Born in Glascow, Scotland, Gary McKinnon has been declared by the United States Government to be the most prolific, most dangerous hacker of all time. The U.S. wants McKinnon here in the States to face a possible life sentence and $1.75 million dollar fine for what they say was a massive attack on the military's computer systems between 2001 and 2002. But when one looks at all of the evidence of what actually occurred, a conclusion could also be reached that it's Mr. McKinnon who should be charging the U.S. government for exposing glaring and major security holes in a flawed data storing system.
From his small apartment on the outskirts of London, on Hillfield Avenue in an area called Crouch End, McKinnon used his home PC and a dial up connection and started poking around various U.S. Government web sites seeking information about aliens and whether or not the U.S. was concealing evidence of contact or technology gleaned from any such encounters.
What he found he claims were testimonials by senior government officials of technology being used by the U.S. government and in particular, the military, that was gained in encounters with extra terrestrial life. Believing he had hit the mother lode, McKinnon says that he found so many glaring security holes in the military's computer apparatus that he went down to the local computer shop and purchased software that would allow him to scan more quickly through the various data bases. Searching for the Holy Grail as it were of all UFO believers, McKinnon, from his home remember, on a regular PC, with a DIAL UP CONNECTION, and a piece of readily available software, hacked 97 computers out of the 73,000 that he scanned. 97 U.S. military computers!
Perusing through all of these top secret documents, McKinnon could not believe that it was so easy to hack the Pentagon that he began to leave desktop notes on the computers he did access to warn of the glaring security holes. That was his biggest mistake and one that has cost him six years of worry that he was going to Gitmo, because the U.S. did not quite enjoy being embarrassed in public like that, and demanded that McKinnon be extradited to face charges of illegally accessing computer systems. Told by U.S. prosecutors to come quietly and he'd receive leniency, as in 20 to life leniency, McKinnon chose instead to fight the extradition in U.K. courts.

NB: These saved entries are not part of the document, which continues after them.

PR #1415, opened 2023-01-25
Improve formatting of definitions in the Push Notifications section

HarHarLinks:
Signed-off-by: Kim Brose <2803622+HarHarLinks@users.noreply.github.com>

I thought I skipped a beat when I tried to read this https://spec.matrix.org/unstable/client-server-api/#push-notifications:
image

The same idea might apply to the rest of the spec, but I don't have time to search for it.

Preview: https://pr1415--matrix-spec-previews.netlify.app

### DIFF
--- a/changelogs/internal/newsfragments/1415.clarification
+++ b/changelogs/internal/newsfragments/1415.clarification
@@ -1,0 +1,1 @@
+Improve formatting of push.md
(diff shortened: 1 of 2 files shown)


uhoreg (changes requested):
Good catch.  Looks like this was [originally](https://www.matrix.org/docs/spec/client_server/r0.6.0.html#id89) a definition list, but it got lost in the conversion.  Could you try switching it use the [Markdown definition list markup](https://michelf.ca/projects/php-markdown/extra/#def-list).  There's an example a bit later, under the Push Rules > Actions section (line ~190 of push.md).

uhoreg (approved):

uhoreg:
Thanks!

PR #1422, opened 2023-01-31
Clarify room version grammar

### LINKED ISSUE #1408: Room version grammar is inconsistent
**Link to problem area**: https://spec.matrix.org/v1.5/rooms/#room-version-grammar

**Issue**
> Room versions MUST NOT be empty and SHOULD contain only the characters `a-z`, `0-9`, `.`, and `-`.

but then we go on to describe a grammar which doesn't honour the "SHOULD": is it legal to put emoji (for example) in room versions or not?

So the U.S. prosecutors turned up the heat by telling McKinnon they were going to make sure he became the boyfriend of some good old boy from the backwoods of West Virginia. Not really wishing to acquiesce to years of homosexual rape, McKinnon took his case all the way to Britain's highest court, The House Of Lords. And just lost. The only chance he has left to avoid being Bubba's girlfriend is an appeal to the European Court On Human Rights, who would have to agree that McKinnon was not a terrorist, and that the threats of rape by U.S. prosecutors amounted to a threat of bodily harm if extradited. It should also be noted that many U.K. citizens are angry at the extradition ruling by the High Court due to England's law which says that U.K. citizens can not be extradited due to political reasons, and that is clearly the case here.
But during this entire affair, of which almost no one here in America was aware of, the glaring questions that have not been asked would seem to a reasonable person to far overshadow the piddly little hacking complaint against McKinnon. Is the U.S. government, in particular NASA, the Pentagon, all of the military branches, and the NSA, CIA, and FBI going to sit there and tell us that a man who went to Highgate Wood School, and had no real knowledge of computer networks other than what he taught himself, hacked into the most secure defense related military computer systems in the entire world? That the safeguards that should have been in place weren't? And if that's the case, why are they trying to prosecute this man who showed them where the security flaws were, when they should have quietly let the story die and thanked the poor sap for helping fix things? It couldn't be because this run amok government likes to 'fry' people could it? That's what prosecutors told McKinnon. He was going to fry.
Now hold on one damned minute. If this little nobody, who was playing around and accidentally discovered these glaring security flaws could do it with a home PC and a dial up connection, does that not beg the question of who else has been wandering around our defense system computers, like oh, maybe the Chinese, the Russians, the Canadians, the government of Belarus, the Jamaicans, and anyone else with the mind to do so? Who has been fired over this, and which military personnel have been demoted or thrown in the brig for this egregious lapse? Oh. No one. Not a single person. But they want to throw the book at some poor sucker who wasn't out to do any harm, who has been declared by the U.S. to be 'the world's most dangerous hacker', and who just wishes that the alien life he was looking for would come and rescue his dumb ass before the Americans turn him into a victim of lifelong rape.
Does the U.S. government not have enough real terror suspects to track down and prosecute? Isn't there supposed to be some guy in a cave with a dialysis machine who needs killing? And aren't there hackers with much more sophisticated talents and machinery than Gary McKinnon? This is starting to look like a real life X Files case, straight out of Mulder and Scully land. Some little guy snoops around and finds something he's not supposed to, and the government sends out the Men In Black to get him and lock him away where he can't tell anyone what he found. Millions of taxpayer dollars wasted on both sides of the Atlantic to catch a mouse, a scapegoat for the miltary's shortcomings, while the killer lions roam free to wreak havoc at will, both in real time and in cyber space.